Segundo ele, os acordos salariais fechados nas três fabricantes de veículos da região metropolitana (Volkswagen, Renault e Volvo) superam em 20 a 30% as negociações de qualquer montadora do Brasil. “Tem muita gente que prefere trabalhar numa autopeça, onde a linha de produção não é tão puxada quanto numa montadora e os salários são parecidos”, observa o sindicalista. Só que nem tudo são “flores” para quem opta pelo trabalho neste setor. Além da pressão por resultados e do ritmo de trabalho desgastante, instabilidades na economia nacional e internacional se refletem rapidamente no desempenho das fábricas de automóveis e aí, cada empresa adota um caminho para driblar as adversidades. Entre eles, demissões.
É o que acontece neste momento no Brasil. A Associação Nacional de Fabricantes de Veículos Automotores (Anfavea) projeta queda de 10% na produção e 5,4% nas vendas neste ano. De janeiro a outubro, a comercialização recuou 16%, mas a expectativa é de uma ligeira melhora em novembro e dezembro, como historicamente acontece. “Já estávamos preparados para essa caída que teve em 2014, culminando com a Copa e as eleições, que todos os anos geram impacto negativo. Nós vivemos nos últimos 5 meses uma bolha no setor automotivo, onde se vendeu mais automóvel do que se imaginava vender. Essa bolha uma hora teria que estourar. Desde 2008 a gente esperava que a economia mundial melhorasse, o que não aconteceu, e agora tem a situação da América Latina, com a Argentina se complicando”, pontua Butka.
“O que as empresas estão fazendo hoje é se readequando à nova realidade de vendas e produção no Brasil. Estamos pagando também a abertura de quase 20 montadoras se instalando no Brasil, além do que o mercado comporta. O que estamos buscando para manter a maioria dos empregos é usar as ferramentas que temos, como lay-off (suspensão temporária do contrato de trabalho), banco de horas e férias. Achamos que a partir de dezembro teremos uma retomada tímida no setor que vai possibilitar que comece a reagir no primeiro semestre de 2015 e manter o máximo de empregos possíveis que vamos preservar com essas medidas que estamos tomando junto com as empresas”, fala o dirigente sindical.

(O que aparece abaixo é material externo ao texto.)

PR #4496, opened 2021-09-28
Switch testing to torch_test rather than torch_nightly

malfet:


malfet:
`pytorch_test` channel /`whl/test/` folder contains binaries from `release/X.YY` branch, whereas `nightly` contains binaries from from default branch. Goal is to test `torchvision` release branch against respective release candidate rather than against nightly builds

NicolasHug:
Thanks for clarifying @malfet . But does that mean that we will only be able to test torchvision against the latest stable (or RC) release?
 
Considering the pace at which these stable/RC releases are issued by pytorch core, it looks like we would be lagging quite a bit, which in some cases might hinder our development speed I believe. We would definitely not complain about the improved stability though :p 

Perhaps this is something that we should discuss on Thursday in the torchvision meeting @fmassa @datumbox @prabhat00155 @vmoens 

As a minor note, we currently tell users users to use pytorch-nightly to buildl from source, so I assume we would need to update these instructions as well if we ever switch.

datumbox:
Thanks for the ping.

My understanding is that this PR will change torch_test on the 0.11 release branch, not main. Main will continue pointing to the nightly. Could you please that this is the intention?

malfet:
@NicolasHug this PR targets `release/0.11` branch rather than `main`, i.e. the restriction would only apply to release branches

NicolasHug:
Ooh, thanks, I missed that. That sounds good then!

Ele salienta que, apesar das perdas de empregos contabilizadas ao longo deste ano, não houve perdas salariais, em função dos acordos fechados para três anos (veja o quadro). “Na Renault, antecipamos para março a negociação que seria em setembro. Na Volks, só vamos voltar a negociar no segundo semestre do ano que vem, quando a tendência da economia é de crescimento. Ou seja, nas duas empresas que poderíamos ter problemas, conseguimos superar a marola do mercado sem muita dificuldade”, avalia.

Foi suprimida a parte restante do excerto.